GOP Senators Put Cost Control First in Health Care Reform
TOM WILEMON | The Daily News
The sign over a hospital toilet illustrated why health care costs are soaring in the United States, said U.S. Sen. John Barrasso of Wyoming, who toured Baptist Memorial Hospital Southaven today.
“Upstairs in this hospital, I went into the restroom and there’s a sign on the toilet, ‘Maximum weight of this toilet 350 pounds,” Barrasso said. “Think about that. There was a story that came out last week in USA Today, in the Wall Street Journal, in The New York Times about the cost of obesity to the health care system. It was $178 billion a year in added costs because of people who are eating too much and exercising too little.”
Barrasso visited the hospital along with fellow Republicans U.S. Sen. Tom Coburn of Oklahoma and U.S. Sen. Roger Wicker of Mississippi. Coburn and Barrasso are doctors and have been hosting discussions on health care at various venues throughout the U.S. They met with the medical staff of the hospital and the patient advisory council during an invitation-only event.
The senators in an interview before that meeting said health care reform needs incentives to control costs, such as addressing the nation’s obesity epidemic. Other incentives they cited include tort reform to cut the cost of doctors practicing defensive medicine and measures to eliminate fraud. Coburn is an author of a bill that Wicker said he supports.
Wicker said he opposes a government-sponsored plan for the uninsured as proposed by Democratic legislators, which he characterized as a “massive take over by the federal government of one-sixth of our economy.”
“We save money rather than spend money,” Coburn said, explaining the bill. “We eliminate the discrimination against the Medicaid patient because we put every Medicaid patient in private insurance. The state of Mississippi will probably save $300 million a year when we do that. Not only do we cut the federal costs of it, we actually save Mississippi money.”
Coburn said the government should follow the example of Safeway Inc. in enacting health care reform.
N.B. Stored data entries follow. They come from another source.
PR #1370, opened 2024-01-10
EWPP-3765: Update contextual navigation composition.

22Alexandra:


sass/components/_contextual_navigation.scss
```diff
@@ -1,8 +1,8 @@
 @use "sass:map";
```
fmmribeiro: We could remove this line because we dont use map anymore 
```suggestion
```

fmmribeiro (dismissed):

sergepavle (approved):

fmmribeiro (approved):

Safeway’s plan provides incentives for employees to lower risk factors and make healthier life choices.
Steven A. Burd, the company’s chief executive officer, in an opinion piece in the Wall Street Journal this summer wrote that the company had kept its per capita health-care costs flat for the past four years. Premiums vary according to factors such as tobacco use, weight and cholesterol levels. Employees can receive refunds on their premiums when they reach health goals, such as losing weight.
Money spent on health problems stemming from obesity accounts for almost 10 percent of all medical costs, according to a study released last month by the U.S. Centers for Disease Control and Prevention.
The senators criticized Democratic health care proposals for not addressing the obesity problem and not identifying other ways to reduce the cost of health care.